Influenza Virus Infects Epithelial Stem/Progenitor Cells of the Distal Lung: Impact on Fgfr2b-Driven Epithelial Repair (original) (raw)
Fig 2
EpiSPC are resistant to apoptosis and show a high proliferative response after PR/8 infection which is mediated by Fgf10/Fgfr2b signaling.

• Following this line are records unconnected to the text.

PR #2465, opened 2026-05-03
`Bugfix`: Fix excessive api requests triggering genderdecoder

ge94zec:
#### General

- [x] I tested **all** changes and their related features with **all** corresponding user types.
- [x] Language: I followed the [guidelines for inclusive, diversity-sensitive, and appreciative language](https://ls1intum.github.io/tum-apply/developer/client-guidelines/language-guidelines).
- [x] I chose a title conforming to the [naming conventions for pull requests](https://ls1intum.github.io/tum-apply/developer/general-guidelines/pull-request-guidelines).

#### Server

- [x] **Important**: I implemented the changes with a [very good performance](https://ls1intum.github.io/tum-apply/developer/server-guidelines/database-and-performance) and prevented too many (unnecessary) and too complex database calls.
- [x] I **strictly** followed the principle of **data economy** for all database calls.
- [x] I **strictly** followed the [server coding and design guidelines](https://ls1intum.github.io/tum-apply/developer/server-guidelines/server-development).

#### Client

- [x] **Important**: I implemented the changes with a very good performance, prevented too many (unnecessary) REST calls and made sure the UI is responsive, even with large data (e.g. using paging).
- [x] I **strictly** followed the principle of **data economy** for all client-server REST calls.
- [x] I **strictly** followed the [client coding and design guidelines](https://ls1intum.github.io/tum-apply/developer/client-guidelines/client-development).

### Motivation and Context

Closes: https://github.com/ls1intum/tum-apply/issues/2379
### Description

This PR refactors and improves the gender bias analysis and across page reloads and api requests. It introduces a new INCLUSIVE / NON_INCLUSIVE classification and replaces the previous response DTO GenderResponse with BiasedIssues, simplifying data handling and decoupling bias detection from language.

Bias analysis is now persisted directly in the database using @ElementCollection with a Liquibase migration, and the server-side flow has been streamlined by refactoring services, improving how language-specific results are merged and stored. Additional repository changes prevent Hibernate reload issues.

On client-side, duplicate/numerous API requests during job creation are reduced through better deduplication and improved execution flow. The job creation flow now analyzes the genderDecoder and after that the source language while running translation and secondary analysis in the background.

### Steps for Testing

Prerequisites:

1. Log in to TUMApply as Prof 
2. Nav to Create Position
3. Verify wit dev tool network that biasedIssues are included in jobId and are persistent across page reloads or switches 

#### Code Review

- [x] Code Review 1

#### Manual Tests

- [ ] Test 1

#### Client

[...]

PR #2520, opened 2026-05-14
`Development`: Add action buttons in popover for recommendation system

### LINKED ISSUE #2348: Add action buttons in popover for recommendation system
### Description

- Shorten and extend analysis prompt with suggestions
-  Add UI 

### Tasks

_No response_

### Acceptance Criteria

_No response_

ge94zec:
#### General

#### Server

#### Client

### Steps for Testing

Prerequisites:

1. Log in to TUMApply as Prof 
2. Nav to Create Position 
3. Verify the action buttons behave correctly and text is saved across page switches

#### Code Review

- [ ] Code Review 1

#### Manual Tests

- [ ] Test 1

#### Client

| job-creation-form.component.ts | 66.03% | 1260 | 72 | 5.7 |
| editor.component.ts | 74.44% | 387 | 24 | 6.2 |
| ai-compliance-popover.component.ts | 47.61% | 38 | ? | ? |
| suggestion-system.component.ts | 30.00% | 17 | ? | ? |

#### Server

| ComplianceIssue.java | 0.00% | 27 |
| ComplianceScoreService.java | 86.67% | 93 |

_Last updated: 2026-06-10 13:16:51 UTC_


src/main/webapp/app/shared/components/molecules/ai-compliance-popover/ai-compliance-popover.component.html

(A) Proliferation rates of the given epithelial cell subsets was analysed in PR/8 infected wt mice by FACS quantification of Ki67+ cells at the indicated time points pi. (B) Apoptosis of each EpCam+ subset was quantified by FACS (Annexin V+ proportions) at d7 post PR/8 infection and of non-infected wt mice. (C) Expression of Fgfr2b on EpiSPC at the given time points post PR/8 or mock infection was quantified by FACS and is given as MFI (median fluorescence intensity) of Fgfr2b ab minus MFI of matched isotype control. The proliferative response of the EpCam+ cell subsets was quantified by FACS at d7 pi in Rosa26 rtTA/+ ;tet(O)sFgfr2b/+ (D) Rosa26 rtTA/+ ;tet(O)Fgf10/+ mice (E) and Fgf7 -/- mice (F) compared to non-dox-induced or wt littermates. Bar graphs represent means ± SD of n = 4–6 independent experiments; * p<0.05; **p<0.01; +dox, doxycycline food; -dox, normal diet.